• Problem statement: In the entries below, find each line with the string "amount" and copy it.

┄┄┄┄┄┄

PR #1120, opened 2022-09-01
hermes docker waits for localsecrets

eshelB:
fixing ci issue where to relayer started up too early, where the connection between the ibc chains was not yet possible


assafmo:
Merged into #1121

PR #1124, opened 2022-09-04
make go tests start up faster when rerunning them

reuvenpo:
without this, rerunning go tests on my machine can take up to 30 seconds to start up


assafmo:
Can you rebase onto `cosmwasm-v1`?

reuvenpo:
@assafmo done

PR #1127, opened 2022-09-05
Fix EIP191 signature verification inside the enclave

assafmo:


cosmwasm/enclaves/shared/contract-engine/src/contract_validation.rs
```diff
@@ -343,6 +343,55 @@ fn get_signer_and_messages(
...
+                Some(start_index) => start_index,
+                None => {
+                    warn!(
+                        "SIGN_MODE_EIP_191 failed to find first occurance of '{{' in '{}'",
+                        sign_bytes_as_string
+                    );
+                    return Err(EnclaveError::FailedTxVerification);
+                }
+            };
+            let sign_doc_str = &sign_bytes_as_string[start_index..sign_bytes_as_string.len()];
```
Cashmaney, line 379: same as `let sign_doc_str = &sign_bytes_as_string[start_index..];`?

assafmo: Will try. Rust didn't let me for some reaosn.

PR #1133, opened 2022-09-06
Bump gas costs to 100K per contract instance and another 200_000 (was…

Cashmaney:
…m gas) per ocall (read/write from db)

### DIFF
--- a/x/compute/internal/keeper/keeper_test.go
+++ b/x/compute/internal/keeper/keeper_test.go
@@ -279,9 +279,10 @@ func TestInstantiate(t *testing.T) {
 	require.NoError(t, err)
 	require.Equal(t, "secret18vd8fpwxzck93qlwghaj6arh4p7c5n8978vsyg", contractAddr.String())
 
+	// gas can change +- 10% before we start failing, though maybe for consensus we should check a constant amount
 	gasAfter := ctx.GasMeter().GasConsumed()
-	require.Greater(t, gasAfter-gasBefore, uint64(10000))
-	require.Less(t, gasAfter-gasBefore, uint64(90000))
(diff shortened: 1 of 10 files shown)


liorbond (approved):

x/compute/internal/keeper/keeper_test.go
```diff
@@ -840,14 +841,6 @@ func TestExecuteWithStorageLoop(t *testing.T) {
 	ctx = ctx.WithGasMeter(sdk.NewGasMeter(gasLimit))
 	require.Equal(t, uint64(0), ctx.GasMeter().GasConsumed())
 
-	// ensure we get an out of gas panic
-	defer func() {
-		r := recover()
-		require.NotNil(t, r)
-		_, ok := r.(sdk.ErrorOutOfGas)
-		require.True(t, ok, "%+v", r)
-	}()
```
assafmo, line 849: Why delete this?

Cashmaney: Because the execution now returns a wasmerror gracefully rather than returning a panic

assafmo: I think the cosmos-sdk panics when out of gas, so when the execution returns the gas amount from WASM and we do `consumeGas(ctx, gasUsed)` it panics there... Am I wrong?

Cashmaney: This is because when calling `use_gas_externally` it doesn't actually consume gas on the sdk side (that would require another ocall), but just bumps up the gas tracker in the enclave. In this test now that gets hit, not the sdk gas, so the error is actually a graceful out of gas, rather than the panic on the sdk side

assafmo: I see, thanks for explaining

PR #1136, opened 2022-09-07
WIP: Cache enclave keys

Cashmaney:


cosmwasm/enclaves/shared/contract-engine/Cargo.toml
```diff
@@ -9,6 +9,7 @@ query-only = []
 debug-print = []
 test = []
 
+
```
liorbond, line 12: remove please :wink:

Cashmaney: No, this is critical

PR #1138, opened 2022-09-07
Implemented V1 tests for verifying Env(exec,qry) , MessageInfo(exec) …

liorbond:
…communicates well with Go. Same for V010(handle) and Env


assafmo:
Moved to #1162

PR #1165, opened 2022-09-11
USC module with `Enable=false`

Cashmaney:


app/upgrades/v1.4/upgrades.go
```diff
@@ -24,6 +26,26 @@ func CreateUpgradeHandler(mm *module.Manager, configurator module.Configurator,
 
 		ctx.Logger().Info("Running module migrations for v1.4...")
 
+		for moduleName := range mm.Modules {
+			vm[moduleName] = mm.Modules[moduleName].ConsensusVersion()
+		}
```
assafmo, line 31: Unnecessary

PR #1180, opened 2022-09-13
Custom log levels per sdk module workinggggg

Cashmaney:


Cashmaney:
No need for this - filter logs coming soonish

┄┄┄┄┄┄

• Task result:
+	// gas can change +- 10% before we start failing, though maybe for consensus we should check a constant amount
assafmo: I think the cosmos-sdk panics when out of gas, so when the execution returns the gas amount from WASM and we do `consumeGas(ctx, gasUsed)` it panics there... Am I wrong?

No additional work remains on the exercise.